--- START ---

PR #4753, opened 2026-01-11
add IDSelector for knn_extra_metrics()

alexanderguzhva:
Another PR that is needed to synchronize Zilliz's fork and the baseline

### DIFF
--- a/faiss/IndexFlat.cpp
+++ b/faiss/IndexFlat.cpp
@@ -44,7 +44,6 @@ void IndexFlat::search(
         float_maxheap_array_t res = {size_t(n), size_t(k), labels, distances};
         knn_L2sqr(x, get_xb(), d, n, ntotal, &res, nullptr, sel);
     } else {
-        FAISS_THROW_IF_NOT(!sel); // TODO implement with selector
         knn_extra_metrics(
                 x,
                 get_xb(),
@@ -55,7 +54,8 @@ void IndexFlat::search(
                 metric_arg,
                 k,
                 distances,
-                labels);
+                labels,
+                sel);
     }
 }
 
--- a/faiss/utils/extra_distances.cpp
+++ b/faiss/utils/extra_distances.cpp
@@ -15,6 +15,7 @@
 
 #include <faiss/impl/AuxIndexStructures.h>
 #include <faiss/impl/DistanceComputer.h>
+#include <faiss/impl/IDSelector.h>
 #include <faiss/utils/utils.h>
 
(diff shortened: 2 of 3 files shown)


faiss/utils/extra_distances.cpp
```diff
@@ -82,10 +84,12 @@ struct Run_knn_extra_metrics {
                 // maxheap_heapify(k, simi, idxi);
                 heap_heapify<C>(k, simi, idxi);
                 for (j = 0; j < ny; j++) {
-                    float disij = vd(x_i, y_j);
+                    if (!sel || sel->is_member(j)) {
```
subhadeepkaran, line 87: noobq: how expensive is this check?

faiss/IndexFlat.cpp
```diff
@@ -44,7 +44,6 @@ void IndexFlat::search(
         float_maxheap_array_t res = {size_t(n), size_t(k), labels, distances};
         knn_L2sqr(x, get_xb(), d, n, ntotal, &res, nullptr, sel);
     } else {
-        FAISS_THROW_IF_NOT(!sel); // TODO implement with selector
```
subhadeepkaran, line 47: can you also leave some brief benefits for the change? it helps the reviewer who might not be completely aware of the downsides with the current setup

subhadeepkaran: overall the PR lgtm, just curious about the benefits and query about the impact of `is_member` check

faiss/utils/extra_distances.cpp
alexanderguzhva: from a technical point of view, it should cost nothing if `sel` is `false`. The reason is that the value of `sel` remains unchanged, so it won't hurt a CPU branch predictor. If `sel` is `true`, then the cost of doing `sel->is_member(j)` call is unavoidable.

faiss/IndexFlat.cpp
alexanderguzhva: I'm not sure I follow your question. This particular PR is an implementation of an evident `TODO` and it seems that using `sel` is a de-facto standard practice in the whole `Faiss`. Other pieces of the `Faiss` code for other distance types & indices also perform `is_member` check in similar situations

subhadeepkaran: fair enough, if its standard practice throughout the `faiss`. I did see the `TODO` but the motivation for that `TODO` wasnt clear to me. approving the diff. will rebase and initiate the landing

--- END ---

### ABOUT THIS TASK
Reproduce, exactly, all the lines shown above.

### RESULT FOR THIS EXERCISE
PR #4753, opened 2026-01-11
add IDSelector for knn_extra_metrics()

alexanderguzhva:
Another PR that is needed to synchronize Zilliz's fork and the baseline

### DIFF
--- a/faiss/IndexFlat.cpp
+++ b/faiss/IndexFlat.cpp
@@ -44,7 +44,6 @@ void IndexFlat::search(
         float_maxheap_array_t res = {size_t(n), size_t(k), labels, distances};
         knn_L2sqr(x, get_xb(), d, n, ntotal, &res, nullptr, sel);
     } else {
-        FAISS_THROW_IF_NOT(!sel); // TODO implement with selector
         knn_extra_metrics(
                 x,
                 get_xb(),
@@ -55,7 +54,8 @@ void IndexFlat::search(
                 metric_arg,
                 k,
                 distances,
-                labels);
+                labels,
+                sel);
     }
 }
 
--- a/faiss/utils/extra_distances.cpp
+++ b/faiss/utils/extra_distances.cpp
@@ -15,6 +15,7 @@
 
 #include <faiss/impl/AuxIndexStructures.h>
 #include <faiss/impl/DistanceComputer.h>
+#include <faiss/impl/IDSelector.h>
 #include <faiss/utils/utils.h>
 
(diff shortened: 2 of 3 files shown)


faiss/utils/extra_distances.cpp
```diff
@@ -82,10 +84,12 @@ struct Run_knn_extra_metrics {
                 // maxheap_heapify(k, simi, idxi);
                 heap_heapify<C>(k, simi, idxi);
                 for (j = 0; j < ny; j++) {
-                    float disij = vd(x_i, y_j);
+                    if (!sel || sel->is_member(j)) {
```
subhadeepkaran, line 87: noobq: how expensive is this check?

faiss/IndexFlat.cpp
```diff
@@ -44,7 +44,6 @@ void IndexFlat::search(
         float_maxheap_array_t res = {size_t(n), size_t(k), labels, distances};
         knn_L2sqr(x, get_xb(), d, n, ntotal, &res, nullptr, sel);
     } else {
-        FAISS_THROW_IF_NOT(!sel); // TODO implement with selector
```
subhadeepkaran, line 47: can you also leave some brief benefits for the change? it helps the reviewer who might not be completely aware of the downsides with the current setup

subhadeepkaran: overall the PR lgtm, just curious about the benefits and query about the impact of `is_member` check

faiss/utils/extra_distances.cpp
alexanderguzhva: from a technical point of view, it should cost nothing if `sel` is `false`. The reason is that the value of `sel` remains unchanged, so it won't hurt a CPU branch predictor. If `sel` is `true`, then the cost of doing `sel->is_member(j)` call is unavoidable.

faiss/IndexFlat.cpp
alexanderguzhva: I'm not sure I follow your question. This particular PR is an implementation of an evident `TODO` and it seems that using `sel` is a de-facto standard practice in the whole `Faiss`. Other pieces of the `Faiss` code for other distance types & indices also perform `is_member` check in similar situations

subhadeepkaran: fair enough, if its standard practice throughout the `faiss`. I did see the `TODO` but the motivation for that `TODO` wasnt clear to me. approving the diff. will rebase and initiate the landing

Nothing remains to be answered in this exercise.